Autonomous Reward Shaping via Self-Generated Trajectories for Sparse-Reward Reinforcement Learning

Published in IEEE Xplore: 09 February 2026
Authors: Kota Minoshima and Sachiyo Arai
monday picture

A central challenge in reinforcement learning is enabling agents to efficiently learn in environments where rewards are sparse or significantly delayed. Many reward shaping approaches rely on handcrafted signals or expert demonstrations, limiting scalability and increasing task-specific engineering cost. We propose an autonomous reward shaping framework that leverages self-generated trajectories. The agent generates trajectories, ranks them using sparse environmental feedback, and learns a dense reward model that best explains these rankings. This learned shaping signal is then added to the environmental reward to accelerate policy optimization, creating a closed loop in which improved policies yield higher-quality trajectories that further refine the reward model.
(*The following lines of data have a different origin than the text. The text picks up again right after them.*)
PR #886, opened 2026-04-14
feat: use startup mode for workspace updates

### LINKED ISSUE #884: "Update workspace" command does not stop running workspace before updating
The "Update workspace" command provided by the Coder VS Code extension does not currently stop the user's running workspace before updating and restarting it; instead a "start" workspace build/transition is executed on the running workspace:

Image

Despite that the confirmation prompt communicates that a stop/restart of the workspace will occur:

> Update `${createWorkspaceIdentifier(this.workspace)}` to the latest version?
> 
> Updating will restart your workspace which stops any running processes and may result in the loss of unsaved work.

https://github.com/coder/vscode-coder/blob/c2aa5ca41c23c949ba165382a980e285b50c907d/src/commands.ts#L769

I understand that ideally Coder workspace templates would be implemented to be robust to multiple "start" workspace builds/transitions, but at my company we use KubeVirt VMs for our Coder workspaces which do not easily support the resulting re-apply of our workspace Terraform template with another Coder workspace "start" build/transition - instead, only a "stop" followed by a "start" is expected to work consistently as it ensures the underlying VM is actually updated with the latest template configuration.

The impact to our devs is that clicking the "Update workspace" command in the Coder VS Code extension can sometimes (depending on the changes in the newer template version) put their workspace in an unhealthy state which confuses them and requires the additional time and manual steps of stopping and then restarting the workspace to recover.

I understand there's been an effort to make this "Update and restart" behavior more consistent throughout the Coder UX, for example https://github.com/coder/coder/issues/22020 was recently addressed to fix that in the web UI (see my similar comment on that issue here: https://github.com/coder/coder/issues/22020#issuecomment-4076938128).

Along those lines, can the "Update workspace" command in the Coder VS Code extension be changed to first stop the user's running workspace before updating and [re]starting it?

EhabY:
- Replace the boolean `firstConnect` flag with a typed `StartupMode` (`"none"` | `"start"` | `"update"`) so the extension knows exactly what to do on reconnect
- The "Update Workspace" command now sets the mode to `"update"` and reloads the window, letting the workspace state machine handle the update via `coder update` (or the REST API fallback for older CLIs)
- When reconnecting to a stopped workspace without an explicit mode, the confirm dialog now offers both "Start" and "Update and Start" (the latter only when the workspace is outdated)
- Extract a shared `runCliCommand` helper and bundle `restClient`/`featureSet` into `CliContext` so `startWorkspace` and `updateWorkspace` each take a single argument
- Add the `cliUpdate` feature flag gated on CLI >= 2.25

Closes #884

### DIFF
--- a/src/api/workspace.ts
+++ b/src/api/workspace.ts
@@ -46,10 +46,12 @@ export class LazyStream<T> {
 }
 
 interface CliContext {
+	restClient: Api;
 	auth: CliAuth;
 	binPath: string;
 	workspace: Workspace;
 	writeEmitter: vscode.EventEmitter<string>;
+	featureSet: FeatureSet;
 }
 
 /**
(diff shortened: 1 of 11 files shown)


src/api/workspace.ts
```diff
@@ -45,66 +45,49 @@ export class LazyStream<T> {
...
-				.toString()
-				.split(/\r*\n/)
-				.filter((line) => line !== "");
-			for (const line of lines) {
-				writeEmitter.fire(line.toString() + "\r\n");
+		const cmd = `${escapeCommandArg(ctx.binPath)} ${fullArgs.join(" ")}`;
+		const proc = spawn(cmd, { shell: true });
+
+		proc.stdout.on("data", (data: Buffer) => {
+			for (const line of splitLines(data)) {
```
code-asher: Just occurred to me (not something introduced in this PR) that if we we ever got a chunk of data that ended in the middle of a line, we would end up emitting half that line on one line and then the other half of the line as a separate line in the next event.

Obviously not something we have to address now, but do we actually have to split into lines?  Could we just write these bytes as they are directly to the terminal?

code-asher (approved):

Experiments on MuJoCo continuous-control benchmarks under two delayed-reward settings (20-step delayed and completely delayed) show that our method improves learning efficiency over strong baselines, including PPO, intrinsic-motivation methods (ICM, RND), Self-Imitation Learning (SIL), and Randomized Return Decomposition (RRD). In the 20-step delayed setting, our method matches or exceeds the final performance of these baselines on most tasks while learning faster. In the completely delayed setting, where only a single terminal reward is available at the end of each episode, our approach reliably learns high-return policies, whereas the baselines tend to converge to low-return regimes. By autonomously converting sparse and delayed feedback into dense learning signals without expert input, this framework reduces the burden of manual reward engineering and advances scalable reinforcement learning in challenging sparse-reward domains.